**Description of the task:** In this exercise, return each entry exactly as given.

[Start of section]

PR #940, opened 2019-09-17
[test] Back port Intel VTune and IOR tests to 2.17

vkarak:
This PR also back ports the configuration.

Fixes UES-536

### DIFF
--- a/config/cscs.py
+++ b/config/cscs.py
@@ -11,6 +11,72 @@ class ReframeSettings:
     checks_path_recurse = True
     site_configuration = {
         'systems': {
+            'ault': {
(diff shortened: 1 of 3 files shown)


jgphpc:
> self.valid_systems = ['daint:gpu', 'daint:mc', 'dom:gpu', 'dom:mc']
but jenkins fails with kesch 🤔 ?

teojgo:
@jgphpc It seems that the CI is a little bit confused since this is a backport PR.

vkarak:
@jgphpc @vkarak The Kesch settings on 2.17 are not correct. They were fixed later on. I don't know if it makes sense to back port those as well.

[End of section]

**Reply to the task:**
PR #940, opened 2019-09-17
[test] Back port Intel VTune and IOR tests to 2.17

vkarak:
This PR also back ports the configuration.

Fixes UES-536

### DIFF
--- a/config/cscs.py
+++ b/config/cscs.py
@@ -11,6 +11,72 @@ class ReframeSettings:
     checks_path_recurse = True
     site_configuration = {
         'systems': {
+            'ault': {
(diff shortened: 1 of 3 files shown)


jgphpc:
> self.valid_systems = ['daint:gpu', 'daint:mc', 'dom:gpu', 'dom:mc']
but jenkins fails with kesch 🤔 ?

teojgo:
@jgphpc It seems that the CI is a little bit confused since this is a backport PR.

vkarak:
@jgphpc @vkarak The Kesch settings on 2.17 are not correct. They were fixed later on. I don't know if it makes sense to back port those as well.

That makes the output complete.